Today was something of a special day: my girlfriend's 19th birthday. I deliver pizzas for a living, so I don't exactly have copious amounts of money to throw around, but I felt that I should at least do something for her. Jewelry was right out and so were clothes- too expensive. The only thing that came to mind, on short notice, was the one thing that almost anyone can appreciate: food. And not just any food, either, Japanese food, her favorite. There's a little hole-in-the-wall place just a block from Cafe Coco, where we usually hang out, and their California Rolls are pretty damn good (though, we both agreed that putting wasabi in the rolls themselves might have been a bit much, but they did taste damn good!). It wasn't much, but it was all I could do with such meager means- it was both good and bad fortune that I was able to get off work so early, so that I could share her special day with her. If I'd stayed at work longer, I could have made more money from deliveries, but I would have had less time to spend with her and the day would have turned out far less interesting, I believe.

We adjourned back to Coco for a while, to read, write and relax for a bit and collect our thoughts about what we could do with no money and no motivation. We both wanted to do something, but what that something proved fairly elusive. Instead, we resigned ourselves to yet another same-ol' night of CocoNut life. She's leaving to go to college quite some distance away soon, which is ultimately good for her, I think, but since she's leaving, our time together grows shorter with every passing day.

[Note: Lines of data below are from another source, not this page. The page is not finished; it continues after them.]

PR #1353, opened 2025-03-19
Delay handler execution till after state update

### LINKED ISSUE #1352: BUG: Data race can lead to crash from GetBlockInfo
**Bug Description**

It is possible that, during a protocol update, a GRPC call to `GetBlockInfo` can lead to the error "Updated consensus is missing terminal block." This results in the node crashing. The issue is that during the protocol update, the new consensus state is written before the old consensus state is updated. The `GetBlockInfo` query expects that if the new state is present, then the old consensus must have a terminal block. However, if the query executes between the new consensus state being written and the old state being updated, then it will not see the terminal block for the old consensus.

The following scenario describes how this can occur:

* The node receives a finalization message; `receiveFinalizationMessage` is called.
* The write lock is acquired.
* The finalization message is successfully received in the current consensus state.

We've gotten into a habit, kinda, of loaning books to each other. She's the one who turned me on to Neal Stephenson and William Gibson and I'm trying to turn her on to Robert Heinlein. Today, when I picked her up, she handed me Gibson's "Neuromancer", which I've just started reading and already find thoroughly enjoyable just three chapters into it. She's still reading Heinlein's "To Sail Beyond the Sunset", going on the third week now (fourth?)- college life/work has whittled her personal life down to nearly nothing these days, so reading for pure personal enjoyment is something of a feat for her.

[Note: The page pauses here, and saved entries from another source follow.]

PR #32, opened 2020-11-15
make `reducerPath` and `entityTypes` optional

phryneas:


msutkowski (approved):
This looks good to me. 🚀

markerikson:
Unrelated side note: since we've got bundle size analysis going on now, it would be good to do a check of the lib contents at some point and get a sense of what's actually taking up space in the bundle and what we could maybe shrink, if anything.

I think we're in the same ballpark as other data fetching libs, and I don't expect there's huge savings to be found, but every byte helps! :)

phryneas:
Then let's get this back in :(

About an hour or so after dinner, some friends stopped at our table and one of them, Ben, announced that his violin had finally been repaired. He invited us into the parking lot and listen to him play it some, which we gladly did. My girlfriend plays the flute with some degree of accomplishment and got to talking with Ben about music when, all of a sudden, Ben suggested going to Dragon Park and the two of them playing their instruments under the lights, in the dark of night, which sounded like a fun way to finish her birthday out. Another friend of ours, Bethany, joined us and we all four of us took up a small plot of land at the park in preparation for an evening with classical music. Mozart, Berliose, Bach... minor snippets of each of those composers and other stuff that I couldn't place while I read the book that had been loaned to me, reclining against one of the spines on the ceramic dragon, which Dragon Park is known for. I burned through those chapters like I was a match and the pages had been doused with gasoline- flip, flip, flip. The stuff is damn good.

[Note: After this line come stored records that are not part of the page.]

PR #34, opened 2020-11-16
Rename postProcess to transformResponse

### LINKED ISSUE #31: postProcess naming
For sake of familiarity, we should rename `postProcess` to `transformResponse` or `responseTransformer`. Or maybe there's a better name there that is more clear?

@markerikson @phryneas thoughts?

msutkowski:
Closes #31

### DIFF
--- a/src/buildThunks.ts
+++ b/src/buildThunks.ts
@@ -40,10 +40,9 @@ export function buildThunks<InternalQueryArgs, ReducerPath extends string>({
     { state: InternalRootState<ReducerPath> }
   >(
     `${reducerPath}/executeQuery`,
-    (arg, { signal, rejectWithValue }) => {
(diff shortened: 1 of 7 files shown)


src/buildThunks.ts
```diff
@@ -42,7 +42,7 @@ export function buildThunks<InternalQueryArgs, ReducerPath extends string>({
     `${reducerPath}/executeQuery`,
     (arg, { signal, rejectWithValue }) => {
       return baseQuery(arg.internalQueryArgs, { signal, rejectWithValue }).then(
```
phryneas, line 44: On a general note: we should not use `.then` here, but change the whole method to `async` and `await` the result.
In the case the `baseQuery` would return synchronously, this would otherwise crash with "no property `.then` on ...".
While you're already here, can you do that?

phryneas (approved):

A short while later, we tired of doing our own things and settled into conversation. Topics ranged from sweetly romantic to absurdly vulgar, but all of it was fun and lighthearted.

That big day, the day she finally checks out of Nashville for the last time, still hangs over both our heads. What will we do? What will become of our relationship? What will we decide? I know that I love her- maybe not in love, but I do love her. I know that I really enjoy being in her company, more so than many other people in my life. I know that I will miss her and that even now, when I'm thinking about her, I wish she was close by to talk with or simply share the still of night in solitude. More than a mere friend, she's fast becoming a companion to me, which is a station that I reserve for very special people, people I can stand for more than ten minutes. What will tomorrow bring?